Whenever a line in the listing contains "styles", copy that line.
··········
PR #754, opened 2020-05-28
Chore: Adds embed object mixin

derekshirk:
## Overview

This PR was originally intended to address the needs of styling the Gutenberg core/image block. After further effort I realize that the work represented here thus far, no longer meets the needs of that goal. 

However, the embed object mixin may still be a meaningful addition. This pull request accomplices the following: 

- adds mixin for embed object
- updates `o-embed` to make use of available mixin

I am opening this up for review as is. What do you think? Are these changes worth introducing even though they aren't aligned with the original intent of styling the Gutenberg core/image block?

Gutenberg core/image block styles will be addressed and added via #802

## Testing

1. View [deploy preview](https://deploy-preview-754--cloudfour-patterns.netlify.app/?path=/docs/objects-embed--image)
1. Review embed object output
1. Confirm no regressions have been introduced

---

See #710


tylersticka:
@derekshirk I tried it out locally and it seems fine to me.

The way I tested was that I changed the `@supports` query to some nonsense (I believe I used `floob: whut`), confirmed the fallback styles were applied, then reverted the query to what it was before and confirmed the enhanced styles were applied.

derekshirk:
I will update/add the Changeset once this is ready for review.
··········
Completed task:
Gutenberg core/image block styles will be addressed and added via #802
The way I tested was that I changed the `@supports` query to some nonsense (I believe I used `floob: whut`), confirmed the fallback styles were applied, then reverted the query to what it was before and confirmed the enhanced styles were applied.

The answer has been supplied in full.